Le aparté de un empujón y crucé hasta el ascensor.
—Sigue sin enterarse de nada —gritó a mis espaldas—. Una vez iniciado, el soporte es lo de menos, su existencia no depende de un simple almacén de datos, el espacio, el tiempo y la conciencia van mucho más allá de cualquier cosa que pueda imaginar.
Dejé de oírle, tenía que llamar a Luis y conseguir una orden judicial para precintar aquellas instalaciones, ya habría tiempo después de obligarle a cantar o a contratar a quien fuera necesario para averiguar de qué manera había logrado infiltrarse en nuestros servidores.
Calma. mucha calma, aún no está todo perdido, cualquier psiquiatra estaría dispuesto a dictaminar la demencia de Diego Osorio y después... Nada ¡No quedaba nada! ni artefactos ni tubos ni cables ni pantallas, sólo una lámpara de luz roja y un sala vacía cubierta de polvo.
* * *
No me separé de él mientras esperaba al helicóptero de la policía que uno de nuestros jueces en nómina se había encargado de movilizar, ni cuando el equipo de investigación escaneó el edificio y sus alrededores sin hallar ninguna prueba que implicara a Dionisio Osorio en el asalto a nuestra sede. Ni durante el viaje que nos llevó a la comisaría más cercana. El asistió a todo el proceso con los brazos cruzados y una sonrisa beatífica.
—Demostraré que ha sido usted aunque me cueste el resto de mis días.
—Es probable que le cueste más.
Un policía me sujetó impidiéndome cometer mi primer asesinato.
—Seguirá buscando en la nada —Dionisio Osorio me dedico una mirada de condescendencia antes de despedirse, libre de cargos—. Piense en lo que le dije el primer día, no hay ninguna diferencia entre este universo y los que yo creé.
—El exceso de ciencia-ficción barata no es bueno para la salud mental —renegué a media voz.
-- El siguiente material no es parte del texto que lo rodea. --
PR #1659, opened 2024-06-04
Parse HDF5 string padding metadata

### LINKED ISSUE #1621: String padding

axelboc:
Fix #1621 

As discussed, it remains visible only under the _Inspect_ accordion:

image


package.json
```diff
@@ -54,6 +54,9 @@
     "wait-on": "7.2.0"
   },
   "pnpm": {
+    "overrides": {
+      "eslint-config-galex>typescript": "$typescript"
+    },
```
axelboc, line 59: ESLint complains about the new `module: 'preserve'` setting in `tsconfig`. Why now that I'm updating `h5wasm` and not when I actually switched to that setting and upgraded typescript, I have no idea :shrug:

tsconfig.json
```diff
@@ -1,12 +1,15 @@
 {
   "compilerOptions": {
-    "module": "preserve",
+    "module": "esnext",
+    "moduleResolution": "bundler",
```
axelboc, line 4: For some reason, ESLint started complaining about `preserve` after I upgraded `h5wasm`... 🤷 Reverting for now.

loichuder (approved):
Nice !

PR #1660, opened 2024-06-05
Bring in `react-suspense-fetch` into codebase

axelboc:
Since [`react-suspense-fetch`](https://github.com/dai-shi/react-suspense-fetch) is no longer maintained but provides a good abstraction for our data providers (probably even after the next [React 19](https://react.dev/reference/react/use) upgrade), and since we would really benefit from being able to introspect the internal cache of the `valueStore` to address #1578 properly once and for all, I bring in the library's source code into our codebase.

Of course, I also tweak it to my liking a bit:

- I swap the `Input` and `Result` generics (`<Result, Input>` just felt unnecessarily confusing).
- I remove the restriction to always have to call `prefetch` before `get`.
- I take advantage of the new `preset` method, which was added in a recent version we hadn't upgraded to because of the previous point, to remove our own cache for group children in `DataProvider`.

In my next PR, I'll try to use the stores' built-in features to cancel requests and evict aborted responses from the cache, instead of our own complicated code in `DataProviderApi`.

### DIFF
--- a/apps/storybook/package.json
+++ b/apps/storybook/package.json
@@ -25,7 +25,6 @@
     "react": "18.3.1",
     "react-dom": "18.3.1",
     "react-icons": "5.2.1",
-    "react-suspense-fetch": "0.4.1",
     "three": "0.164.1"
   },
   "devDependencies": {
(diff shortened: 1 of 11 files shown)


package.json
```diff
@@ -54,6 +54,9 @@
     "wait-on": "7.2.0"
   },
   "pnpm": {
+    "overrides": {
+      "eslint-config-galex>typescript": "$typescript"
+    },
```
axelboc, line 59: Please ignore this, it will be removed once I merge #1659 and restore `moduleResolution: "bundler"`.

loichuder: Okay :smile:

loichuder (approved):
Man, the `preset` addition is so nice :+1:

PR #1661, opened 2024-06-05
Abort requests with signal via fetch store

axelboc:
We used to set up our own axios `CancelToken` to cancel value requests but it's [deprecated](https://github.com/axios/axios?tab=readme-ov-file#canceltoken-deprecated) in favour of the web platform's [AbortController](https://github.com/axios/axios?tab=readme-ov-file#abortcontroller).

Moreover, in newer versions, react-suspense-fetch creates its own `AbortController` for each request and passes it on to the store's fetch function. This allows aborting requests (and then evicting them) through the stores instead of having to keep track of ongoing and cancelled requests ourselves in `DataProviderApi`.

The challenge was that react-suspense-fetch was not providing a way to tell which requests have been aborted in order to evict them from the cache when after the error boundary appears. So I had to tweak things a bit.

### DIFF
--- a/packages/app/src/vis-packs/VisBoundary.tsx
+++ b/packages/app/src/vis-packs/VisBoundary.tsx
@@ -23,7 +23,7 @@ function VisBoundary(props: Props) {
       fallbackRender={(args) => (
         <ErrorFallback className={visualizerStyles.vis} {...args} />
       )}
-      onError={() => valuesStore.evictCancelled()}
+      onError={() => valuesStore.evictErrors()}
     >
       <Suspense fallback={<ValueLoader message={loadingMessage} />}>
         {children}
--- a/packages/shared/src/react-suspense-fetch.ts
+++ b/packages/shared/src/react-suspense-fetch.ts
@@ -1,13 +1,14 @@
 type FetchFunc<Input, Result> = (
   input: Input,
-  options: { signal: AbortSignal },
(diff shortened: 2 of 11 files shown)


packages/app/src/vis-packs/VisBoundary.tsx
```diff
@@ -23,7 +23,7 @@ function VisBoundary(props: Props) {
       fallbackRender={(args) => (
         <ErrorFallback className={visualizerStyles.vis} {...args} />
       )}
-      onError={() => valuesStore.evictCancelled()}
+      onError={() => valuesStore.evictErrors()}
```
axelboc, line 26: Note that I now evict _all_ errored requests, not just the ones that were aborted, which means that requests that errored for other reasons will be retried the next time `valueStore.prefetch()` or `valueStore.get()` is called with the same inputs. This is a great unexpected benefit from this refactoring -- until now, users had to reload the app for errors to be cleared from the fetch cache. 🎉

packages/shared/src/react-suspense-fetch.ts
```diff
@@ -1,21 +1,25 @@
 type FetchFunc<Input, Result> = (
   input: Input,
-  options: { signal: AbortSignal },
+  signal: AbortSignal,
```
axelboc, line 3: Simplifying the `fetchFunc` signature.

PR #1662, opened 2024-06-05
Load compression plugins for virtual datasets with h5wasm

axelboc:
To address https://github.com/silx-kit/vscode-h5web/issues/43

Compression plugins required to read virtual datasets, which have compressed datasets as sources, will now be loaded automatically in both `H5WasmProvider` and `H5WasmLocalFileProvider`.

h5wasm [now exposes](https://github.com/usnistgov/h5wasm/releases/tag/v0.7.5) a `virtual_sources` array in the `Metadata` object, which I parse and store in our `Dataset` model. I then get the filters of every virtual source dataset located within the same file (`file_name: '.'`) and load the corresponding compression plugins.

By storing the virtual sources in the `Dataset` model, we open the door to showing this information in the `MetadataViewer` in the future if the provider supports it.

image


packages/h5wasm/src/h5wasm-api.ts
```diff
@@ -163,23 +163,26 @@ export class H5WasmApi extends DataProviderApi {
...
-        console.warn(
-          `Compression filter ${filter.id} not supported (${filter.name})`,
-        );
-        continue;
-      }
+    const pluginsToLoad = allFilters
+      .map(({ id }) => PLUGINS_BY_FILTER_ID[id])
+      .filter(isDefined);
 
+    for await (const plugin of pluginsToLoad) {
```
axelboc, line 185: This just bring the code in line with `H5WasmLocalFileProvider`.

loichuder (approved):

—Sí —replicó y desapareció de mi vida para siempre.
* * *
Tardé tres años en rendirme, gastando casi todo mi dinero sin obtener otra cosa que una ambigua hipótesis que hablaba de dimensiones extra y fenómenos cuánticos de esos que nadie entiende, llegando a sugerir que nuestra sede ultrasegura era poco más que un parque público para alguien con los conocimientos necesarios. Tonterías sin sentido. Una parte de los beneficios asegurados en los bancos adecuados me permitieron escapar del aluvión de clientes cabreados y de la cárcel. Renuncié a mi identidad y vivo más o menos bien, sobrellevando la amenaza de ser descubierto, aunque la cirugía obra sus milagros. Podía haber sido peor y, maldita sea, mucho mejor. Qué le vamos a hacer, voy tirando y algunas tardes tumbado al sol recuerdo la última frase de Dionisio Osorio y sonrío conciliador mirando al cielo, por si acaso.